The upload process illustrates the difference between PODS3 and PODS4. When there was an upload of a PDF document, for example, the PODS3 upload process stored the document and an XML metadata file on the EMC file server. It decomposed the metadata for use by the DB2 SQL storage engine as an XCollection, a type implemented by the DB2 XML Extender. The upload also validated the schema using the IBM WebSphere Application Server parser and indexed the path to the PDF and XML files in the DB2 database. The DB2 transaction associated with an upload included generating a unique document ID, logging the upload in the activity history table, and executing a SQL INSERT into 18 tables. The PODS4 upload process treats the XML document metadata differently. Instead of storing metadata across 18 tables, the PODS4 upload process saves it using DB2 columns of type XML and does an INSERT query into four tables.
Simplified processing and standards compliance
Moving from PODS3 to PODS4 with DB2 9 greatly simplified the UCLA Health System's database administration and replication tasks. The PODS3 architecture used DB2 8 with the XML Extender, and a database consisting of 28 tables. The PODS4 database design, using XML columns, required only 10 tables and eliminated 20 stored procedures used by PODS3.
Because the UCLA Health System uses XML for patient metadata, supporting a new electronic form in the PODS collection involves creating the data definition or schema for form content. DBAs dealing with a constant stream of new forms want efficient solutions for defining new types of data, such as test results. Moving to DB2 9 reduced the amount of time required to add new forms and schemas to the system: supporting a new form in PODS4 typically takes two hours, compared with two weeks in PODS3.
In any industry, standards are essential for interoperability and efficient data interchange.

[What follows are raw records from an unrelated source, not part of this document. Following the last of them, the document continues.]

PR #4103, opened 2025-04-10
chore(weave): crewai release broken on 3.10

jamie-rasmussen:
## Description

crewai release 0.114.0 is broken on Python 3.10. See:
https://github.com/crewAIInc/crewAI/issues/2543
https://github.com/crewAIInc/crewAI/pull/2553

This is temporarily pinning the version to be not greater than the previous release, 0.108.0 to fix CI.


gtarpenning (approved):
and a lint!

XML has become a powerful tool for healthcare providers in part because it offers an effective tool for markup and for defining vocabularies for data interchange and archiving. However, robust applications require a reliable data management infrastructure. PODS illustrates how one healthcare provider is addressing the challenge of creating, storing, and exchanging electronic medical records. With PODS, UCLA Health System-like other healthcare institutions- has embraced XML technology and started down a path that leads to sophisticated electronic medical records, compliance with HIPAA guidelines and HL7 standards, and increased productivity.
HIPAA and HL7
HL7 has been developing standards designed to address HIPAA legislation since 1996, when it formed a Claims Attachment working group to standardize the information needed to process insurance claims. In that same year, HL7 began actively working with XML through its SGML/XML special interest group. The initial deliverable was six recommended attachments for claims processing.
Since then, HL7 has developed a specification for messaging, a Clinical Document Architecture (CDA), and a Reference Information Model (RIM). HL7 has also worked on a standard for electronic submission for CDA Public Health Case Reporting (PHCR) to state and local public health departments. As the standards matured, XML became an increasingly important technical component. For example, the first version of the CDA defined an XML architecture for exchange of clinical documents based on XML Document Type Definitions (DTDs) included in the specification with semantics defined using the HL7 RIM and HL7 registered coded vocabularies. The upcoming version 3 release of the CDA is expected to use only XML encoding.
"IBM DB2 native support of XML allows it to store content in the healthcare industry-standard HL7 CDA format," says Karla Norsworthy, vice president, software standards at IBM. "IBM is committed to healthcare interoperability and innovation through open standards. We have seen the benefits of flexibility, time to market, and innovation that come from widely adopted, open standards such as Java, XML, and healthcare standards developed in organizations such as HL7."